Revenge
Oleh: Reza Agustin
Ayah membawamu pada keluarga kecil kami sepuluh tahun yang lalu. Namamu, Kevin Miller. Nama belakang yang sama dengan ibumu. Kamu tidak punya ayah. Kehadiranmu dalam keluarga kecil kami membuat ibuku mendapatkan kembali senyumnya yang telah lama hilang.
“Lalu, bagaimana dengan Sandra?” tanya Ibu sambil menatap Ayah penuh harapan.
“Sandra meninggal, infeksi saluran pernapasan,” lirih Ayah.
Ibu menatapmu dalam-dalam, lantas membawamu dalam pelukan hangat. “Mulai sekarang panggil aku Ibu, oke? Lalu, kau bisa anggap putriku sebagai adik.”
“Emily, mereka berdua seumuran.
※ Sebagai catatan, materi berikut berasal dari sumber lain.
PR #142, opened 2021-11-08
Buy Now NFTs (FORKING CHANGE)

lazynina:
Add support for selling an NFT at a fixed price instead of an auction style.

What's been done:
1. Move the logic of connecting/disconnecting NFT sales out of `_connectAcceptNFTBid` and `_disconnectAcceptNFTBid` in block_view.go into a helper function that can be used by `_connectNFTBid` and `_disconnectNFTBid` when an NFT is a buy now NFT.
2. Update `_connectNFTBid` and `_disconnectNFTBid` to automatically sell an NFT when a bid is submitted on an NFT that is a Buy Now NFT.
3. Prevent making an NFT a `Buy Now` NFT if the NFT has unlockable content.
4. Prevent putting an NFT on sale as a `Buy Now` NFT with a Purchase price of 0.
5. Add rosetta fields to UtxoOperation struct to support the Output to the coin that is generated by this transaction.
6.  Create a utility function that gathers enough inputs to cover a certain amount of spend. This helps gather enough inputs for an NFT bid on a Buy Now NFT - similar to how we gather additional inputs for Creator Coin purchases.
7. Add some new Errors
8. Add test for Buy Now functionality.


lib/block_view.go
```diff
@@ -2715,8 +2736,7 @@ func (bav *UtxoView) _disconnectAcceptNFTBid(
 
 	// (1) Set the old NFT entry.
 	if operationData.PrevNFTEntry == nil || operationData.PrevNFTEntry.isDeleted {
-		return fmt.Errorf("_disconnectAcceptNFTBid: prev NFT entry doesn't exist; " +
-			"this should never happen")
+		return fmt.Errorf("prev NFT entry doesn't exist; this should never happen")
```
redpartyhat, line 2739: In core, errors are generally prefixed with the name of the function returning the error in order to make it easier to track them down (since you basically always have a pseudo-stack trace).  I would add "_helpDisconnectNFTSold: " to the error messages here for consistency.

lib/block_view.go
```diff
@@ -2737,27 +2756,28 @@ func (bav *UtxoView) _disconnectAcceptNFTBid(
...
-	if operationData.NFTSpentUtxoEntries == nil || len(operationData.NFTSpentUtxoEntries) == 0 {
-		return fmt.Errorf("_disconnectAcceptNFTBid: NFTSpentUtxoEntries was nil; " +
-			"this should never happen")
-	}
-	// Note: these UTXOs need to be unspent in reverse order.
-	for ii := len(operationData.NFTSpentUtxoEntries) - 1; ii >= 0; ii-- {
-		spentUtxoEntry := operationData.NFTSpentUtxoEntries[ii]
-		if err := bav._unSpendUtxo(spentUtxoEntry); err != nil {
-			return errors.Wrapf(err, "_disconnectAcceptNFTBid: Problem unSpending utxo %v: ", spentUtxoEntry)
+	if !isNFTBid {
```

Tiffany bahkan lahir lebih dulu daripada Kevin.” Ayah menatapku sambil mengerlingkan sebelah mata.
Oh, akhirnya kesempatan itu datang. Aku bisa memiliki seorang adik. Setelah rahim Ibu diangkat beberapa bulan silam, kesempatanku untuk memiliki adik akhirnya menemukan jalan terang. Melalui seorang anak perawat yang pernah membantu ibuku dulu.
“Baiklah kalau begitu, sekarang kau bisa memanggil Tiffany dengan sebutan kakak. Sekarang, bisa panggil aku Ibu?”
Meski sekilas, bisa kulihat wajahmu meragu. Kamu menoleh, menatapĀ Ayah dengan pandangan yang masih sama. Ayah mengangguk. Matanya berkabut. Sedangkan aku hanya menatap, bergeming di atas kursi roda.
“Baiklah, Ibu.”
Memilikimu sebagai adik adalah hal yang terindah dalam hidupku, setidaknya pada awalnya begitu. Namun, semakin tahun berganti, aku menyesalinya. Aku tak ingin kau menjadi adikku lagi. Bagaimana bisa aku menjadi kakakmu jika setiap malam aku mendamba dirimu? Sering kali diriku berharap kamu juga mempunyai rasa yang sama.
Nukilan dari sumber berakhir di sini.